Oh, sure, it means something, but what? Remember, he’s a Mormon. His own grandfather probably had more than one wife. He’s a widower, but he still wears his first wife’s ring. That little tête-à-tête you witnessed in the kitchen was probably an audition for wife number three. Or two, if you keep playing hard to get.
The door to the squad car opened. Ray stepped out and strolled toward me, elegant even in his standard-issue uniform, his snug hips rolling that incredible way they did when he wanted to say hello without words. He moved up close to me, touched my cheek, smiled pensively. “Hello, love,” he said. He seemed distant and sad, almost dreamy, but the words rang in my heart.
And I felt a tugging in those parts of me that are most female. More than a year of pent-up longing seemed to burst from my seams. All reason instantly vanished as I saw again what it was about this man that had drawn me to move clear across the Rockies to be with him. If he’d asked me to jump in the backseat with him then and there, I would have unbuttoned my blue jeans on the way.
But he didn’t. He didn’t even kiss me hello, being out in public and all that. Instead, he took me by the elbow and ushered me down the sidewalk, around the corner, through the lobby of the hotel, and into the restaurant. I immediately rued wearing the pink sweater, even if Ray had given it to me. What had I been thinking? I tugged at the hem of my down jacket, wishing I were dressed as cleverly as the other women in the place.
A young woman with a spine like a dancer’s showed us to a seat by the windows that looked out over Temple Square. I began to worry even more.
We sat down and ordered dinner. Being gently raised at least as far as restaurant dinners went, I followed his lead and asked for soup and salad. It was clear that he was trying to keep the costs down. Which added to my confusion. I wondered, Why has he brought me to such a swanky place? I’m not the flowers and chocolates kind of girl when it comes to accepting apologies; a simple “S
orry” does fine. And doesn’t he know it blows the effect if he brings me somewhere expensive and then orders down? Or is this the big farewell, carefully orchestrated in a venue where I’ll feel constrained against pitching a fit?

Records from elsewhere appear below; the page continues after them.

PR #287, opened 2026-05-20
Scroll into view fixes during node selection rerenders

johannesmutter:
Enter on a node gap ran node_at_cursor.scrollIntoView({block:'nearest'}) in svedit's __render_node_selection, which jumps the page whenever the adjacent node is taller than the viewport (nearest can't no-op on an element that's never fully visible). Solution: skip that scroll when the cursor's edge is already on screen.

### DIFF
--- a/src/lib/Svedit.svelte
+++ b/src/lib/Svedit.svelte
@@ -1151,6 +1151,22 @@ ${fallback_html}`;
 		);
 	}
 
+	/**
+	 * True when any part of the element's border box overlaps the window
+	 * viewport. Used to keep node-selection re-renders from scrolling a
+	 * cursor that is already on screen. Tests the window viewport, so a
+	 * node clipped only by an inner scroll container still counts visible.
+	 * @param {Element | null | undefined} el
+	 */
+	function __intersects_viewport(el) {
+		if (!el) return false;
+		const r = el.getBoundingClientRect();
+		return (
+			r.bottom > 0 && r.top < window.innerHeight &&
+			r.right > 0 && r.left < window.innerWidth
+		);
+	}
+
 	function __render_node_selection() {
 		const selection = /** @type {NodeSelection} */ (session.selection);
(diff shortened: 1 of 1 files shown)


michael:
Yeah I think that's some regression of https://github.com/michael/svedit/pull/278, was also already investigating. 

I'd definitely expect that if a node is partially in view already there should be no scrollIntoView happening.

Let me check if this fixes it for me....

michael:
It's better, but still overfiring. I'd like to keep the scroll position where i am currently if the node is already partially in view (after a transaction ran).

Behavior with Svedit 0.9.0:


https://github.com/user-attachments/assets/d78508eb-c136-458c-be0d-0c7037a70857


Current behavior (this branch)


https://github.com/user-attachments/assets/7b25440d-7b06-4e22-aa13-a3d21cb2ce47



For the same reason i think we trigger an unexpected scrollTo, when you have a node selection, and then your window looses focus. And then when it regains focus, it scrolls (which is unexpected)

johannesmutter:
I can't really see what's going on in the videos. are you pressing some keyboard keys?

michael:
Yes, I'm cycling through types/layouts. 

But the general issue is this: 
- There's a node selection
- Some transaction runs (e.g. change type/layout)
- Node selection is rerendered (node is already partially in view, but scrollto still triggers, but it shouldn't to keep things calm/stable)

Here's another reproduction of the same issue (quite sure):
- scroll to a story, so that it is half cut-off at the bottom
- select the title
- press esc (which will select the parent node)
- now it scrolls the node into view (but there should be no scrollto because the node already is partly visible)

And a third one:
- select a full story that is partly in view (bottom cut off)
- loose window focus with cmd+tab
- gain window focus again with cmd+tab
- a scrollto happens, unexpectedly

johannesmutter:
All the issues listed are fixed now

michael:
Much better!

Issue #289, opened 2026-05-21
Critical: #287 caused a regression where a path with a negative index is computed when position 0 is selected


michael:
Reproduce on svedit.dev
- Create a first story button (cursor is at pos 1)
- Remove the button (caret is at pos 0 -> error is thrown)

<img width="1224" height="662" alt="Image" src="https://github.com/user-attachments/assets/477ab7cb-bb69-42f9-8223-d1bfafdd1422" />

johannesmutter:
Fixed in https://github.com/michael/svedit/pull/290

Issue #288, opened 2026-05-21
Scroll node into view - sometimes missed


michael:
There are still situations, where a node is selected (that is out of view completely) 

Reproduce:
- Select the "Minimal viable editor" story node
- Delete it
- Scroll to the bottom of the page
- Undo (node selection is not revealed on screen)

https://github.com/user-attachments/assets/0b4e08ad-d5b0-4c0c-af06-bc5c67ead6d1

In a similar situation it's scrolling "very close" to the node, but still not making it visible. 

Similar reproduction:
- Select the "Nested nodes" story node
- Delete it
- Scroll to the bottom of the page
- Undo (node selection is not revealed on screen)

https://github.com/user-attachments/assets/5ec76bc0-ce77-4382-8516-5af4c8c26996

Hard to say what the difference in these two situations is (like why is it off more in the first situation). Maybe a timing issue. However I think this is the last UX issue related to "node scrolls" - we're close.

michael:
With collapsed node cursors there are similar issues. Try this:

- select the last node gap in body
- press backspace 10 times, making short breaks in betweeen

=> sometimes the blinking node cursor is revealed (right at the edge), sometimes not.

johannesmutter:
> Reproduce:
> 
> * Select the "Minimal viable editor" story node
> * Delete it
> * Scroll to the bottom of the page
> * Undo (node selection is not revealed on screen)

fixed in https://github.com/michael/svedit/pull/290

> With collapsed node cursors there are similar issues. Try this:
> 
> * select the last node gap in body
> * press backspace 10 times, making short breaks in betweeen
> 
> => sometimes the blinking node cursor is revealed (right at the edge), sometimes not.

Fixed in https://github.com/michael/svedit/pull/290

johannesmutter:
The remaining multi-node case from (select-all buttons → delete → scroll away → undo) turned out to be a separate, deeper bug from the fixes in this PR, so I'm putting it now on its own branch: fix/node-scroll-after-relayout. It's a timing issue.

johannesmutter:
Fixed via: https://github.com/michael/svedit/pull/291

PR #290, opened 2026-05-21
Fix node-selection scroll-into-view crash and wrong target

johannesmutter:
Fix for the issues #289  and #288 

---

### 289 — crash when a node caret sits at offset 0 (critical)

A regression from #287. It added an unconditional lookup:

```js
const node_before = __get_node_element(node_array_path, cursor_offset - 1);
```

When the caret is at the first gap (`cursor_offset === 0`), `cursor_offset - 1` is `-1`, and `serialize_path` throws `Path index must be a non-negative integer: -1`.

Fixed by skipping the lookup at offset 0:

```js
const node_before = cursor_offset > 0
    ? __get_node_element(node_array_path, cursor_offset - 1)
    : null;
```

### 288 — off-screen node selection scrolled to the wrong node

The general case scrolled `node_after` — the node *after* the selection (`node[cursor_offset]`). For a node-range selection the selected node is `node_before` (`node[cursor_offset - 1]`), so the scroll revealed the following node and left the selection itself off-screen above. The miss equals the selected node's height — which is why a taller story is "off more".

Fixed by scrolling the selected node for range selections; a collapsed caret keeps `node_after`, whose leading edge is the cursor:

```js
const target = is_collapsed ? node_after : node_before;
target?.scrollIntoView({ block: 'nearest', inline: 'nearest' });
```

### DIFF
--- a/src/lib/Svedit.svelte
+++ b/src/lib/Svedit.svelte
@@ -1230,8 +1230,12 @@ ${fallback_html}`;
 
 			// If either node flanking the cursor is already (even
 			// partially) on screen, the cursor is visible — keep the
-			// viewport stable and scroll nothing.
-			const node_before = __get_node_element(node_array_path, cursor_offset - 1);
+			// viewport stable and scroll nothing. node_before is null at
+			// offset 0: cursor_offset - 1 would be -1, and serialize_path
+			// rejects a negative index.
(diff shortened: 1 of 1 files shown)


michael:
Works!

I had rehearsed a whole speech. It went something like this: Ray, we’ve been spending a lot of time apart lately, and I am concerned. Yesterday evening, when I went to your mother’s house, I saw you behaving affectionately with another woman, so naturally my concern increased, and I ask you to explain what was actually going on there. I am here in this town to build a middle ground with you, and I reaffirm that intention. Right now, I’d like to know if that’s still your intention, as well.
So much for practicing in front of the mirror. Try reciting an overblown bunch of syllables like that when you’re so scared that it feels like there’s a hand closing around your throat. Instead, I said nothing.
We waited for our salads, not making eye contact, the concussively loud music crashing around us like rocket fire. I was torn between getting up and running away and simply digging a hole through the floor and crawling into it. And all the while, Ray kept glancing at the entrance to the restaurant. It was perhaps three minutes before I cracked and started trying to make small talk over the noise. “Nice place. I’ve never been here. The menu looked good.”
“I chose it because my brother-in-law’s supposed to be here,” Ray said.
Well, that remark sure pushed me back over the edge between intimidation and anger. I am pleased to report that I found my dignity before I put my mouth in gear, so instead of yelling, You bastard! I said almost calmly, “Ray, that hurt.”
He quit watching the entrance and looked at me for the first time since the sidewalk, said, “Oh. Sorry.”
I was not going to be ignored now. “You seem more than a little distracted. Mind letting me in on things?”